[Task description]
Report how many lines of the listing below include the word "Services". Give nothing but the number.

[Data shown]

PR #7125, opened 2016-08-30
Cache list of datatiers from DBS

amaltaro:
Complement #7120, such that we only fetch the list of datatiers from DBS once every two hours.

@ticoann please review. I still need to test it.

### DIFF
--- a/src/python/WMCore/Services/DBS/DBS3Reader.py
+++ b/src/python/WMCore/Services/DBS/DBS3Reader.py
@@ -17,16 +17,17 @@ from WMCore.Services.DBS.DBSErrors import DBSReaderError, formatEx3
 from WMCore.Services.PhEDEx.PhEDEx import PhEDEx
 from WMCore.Services.SiteDB.SiteDB import SiteDBJSON as SiteDB
 
-def remapDBS3Keys(data, stringify = False, **others):
+
+def remapDBS3Keys(data, stringify=False, **others):
     """Fields have been renamed between DBS2 and 3, take fields from DBS3
     and map to DBS2 values
     """
-    mapping = {'num_file' : 'NumberOfFiles', 'num_files' : 'NumberOfFiles', 'num_event' : 'NumberOfEvents',
-               'num_block' : 'NumberOfBlocks', 'num_lumi' : 'NumberOfLumis',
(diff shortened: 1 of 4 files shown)


amaltaro:
test this please

amaltaro:
@ticoann it's good to go from my side. I tested it against both reqmgr and reqmgr2
I hope this caching goes along with what we were discussing yesterday :-)

src/python/WMCore/Services/DBS/DBS3Reader.py
```diff
@@ -240,15 +242,36 @@ def listDatasetFiles(self, datasetPath):
...
         _listDatatiers_
 
         Get a list of datatiers known by DBS.
         """
-        return [ tier['data_tier_name'] for tier in self.dbs.listDataTiers() ]
+        timenow = int(time.time())
+        if DBS3Reader._datatiers and timenow - 7200 < DBS3Reader._datatiers['ts']:
+            return DBS3Reader._datatiers['tiers']
+
+        DBS3Reader._setDatatiersCache(timenow, dbsUrl)
```
ticoann: may be we should try catch here, so if  cache updates fails return what is in the cache unless it is empty.
Also dbsUrl if mandatory paramater. it should check here not in _setDatatiersCache

amaltaro:
I applied your suggestions to the code. Let us see if Jenkins will be happy.

amaltaro:
@ticoann sounds good, but please have a final look

src/python/WMCore/Services/DBS/DBS3Reader.py
```diff
@@ -244,15 +246,42 @@ def listDatasetFiles(self, datasetPath):
         Get list of files for dataset
 
         """
-        return [ x['logical_file_name'] for x in self.dbs.listFileArray(dataset = datasetPath)]
+        return [x['logical_file_name'] for x in self.dbs.listFileArray(dataset = datasetPath)]
 
-    def listDatatiers(self):
+    @staticmethod
+    def listDatatiers(dbsUrl=None):
```
ticoann: since there dbsUrl is mandatory value it shouldn't have default value set. Anyway, this is minor. I will merge the patch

[Answer section]
7